Exercise data: Begin
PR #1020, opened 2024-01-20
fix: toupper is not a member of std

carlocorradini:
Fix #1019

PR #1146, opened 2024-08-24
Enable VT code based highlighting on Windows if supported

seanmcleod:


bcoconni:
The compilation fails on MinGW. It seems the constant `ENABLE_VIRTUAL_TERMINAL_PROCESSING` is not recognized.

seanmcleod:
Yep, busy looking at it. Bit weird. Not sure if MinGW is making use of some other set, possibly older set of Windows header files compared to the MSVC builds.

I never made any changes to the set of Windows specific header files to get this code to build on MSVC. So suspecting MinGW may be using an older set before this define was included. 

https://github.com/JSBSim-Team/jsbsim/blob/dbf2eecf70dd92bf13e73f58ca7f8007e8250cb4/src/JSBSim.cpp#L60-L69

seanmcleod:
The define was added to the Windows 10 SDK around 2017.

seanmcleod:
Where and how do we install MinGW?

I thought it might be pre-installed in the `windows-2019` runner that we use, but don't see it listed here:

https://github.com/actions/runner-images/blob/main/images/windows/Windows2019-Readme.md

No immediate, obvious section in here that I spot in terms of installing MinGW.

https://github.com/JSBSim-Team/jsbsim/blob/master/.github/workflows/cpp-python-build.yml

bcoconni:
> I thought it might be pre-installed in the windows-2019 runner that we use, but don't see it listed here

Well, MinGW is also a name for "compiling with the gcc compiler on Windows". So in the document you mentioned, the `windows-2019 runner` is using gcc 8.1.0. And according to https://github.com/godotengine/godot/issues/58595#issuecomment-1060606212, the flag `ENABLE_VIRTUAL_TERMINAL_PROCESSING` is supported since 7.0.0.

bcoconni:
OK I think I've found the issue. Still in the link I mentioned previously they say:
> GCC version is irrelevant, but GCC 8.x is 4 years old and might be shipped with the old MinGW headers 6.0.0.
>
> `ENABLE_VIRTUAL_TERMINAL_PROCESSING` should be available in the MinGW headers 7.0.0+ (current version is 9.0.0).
Exercise data: End
Please return all of the records exactly.

PR #1020, opened 2024-01-20
fix: toupper is not a member of std

carlocorradini:
Fix #1019

PR #1146, opened 2024-08-24
Enable VT code based highlighting on Windows if supported

seanmcleod:


bcoconni:
The compilation fails on MinGW. It seems the constant `ENABLE_VIRTUAL_TERMINAL_PROCESSING` is not recognized.

seanmcleod:
Yep, busy looking at it. Bit weird. Not sure if MinGW is making use of some other set, possibly older set of Windows header files compared to the MSVC builds.

I never made any changes to the set of Windows specific header files to get this code to build on MSVC. So suspecting MinGW may be using an older set before this define was included. 

https://github.com/JSBSim-Team/jsbsim/blob/dbf2eecf70dd92bf13e73f58ca7f8007e8250cb4/src/JSBSim.cpp#L60-L69

seanmcleod:
The define was added to the Windows 10 SDK around 2017.

seanmcleod:
Where and how do we install MinGW?

I thought it might be pre-installed in the `windows-2019` runner that we use, but don't see it listed here:

https://github.com/actions/runner-images/blob/main/images/windows/Windows2019-Readme.md

No immediate, obvious section in here that I spot in terms of installing MinGW.

https://github.com/JSBSim-Team/jsbsim/blob/master/.github/workflows/cpp-python-build.yml

bcoconni:
> I thought it might be pre-installed in the windows-2019 runner that we use, but don't see it listed here

Well, MinGW is also a name for "compiling with the gcc compiler on Windows". So in the document you mentioned, the `windows-2019 runner` is using gcc 8.1.0. And according to https://github.com/godotengine/godot/issues/58595#issuecomment-1060606212, the flag `ENABLE_VIRTUAL_TERMINAL_PROCESSING` is supported since 7.0.0.

bcoconni:
OK I think I've found the issue. Still in the link I mentioned previously they say:
> GCC version is irrelevant, but GCC 8.x is 4 years old and might be shipped with the old MinGW headers 6.0.0.
>
> `ENABLE_VIRTUAL_TERMINAL_PROCESSING` should be available in the MinGW headers 7.0.0+ (current version is 9.0.0).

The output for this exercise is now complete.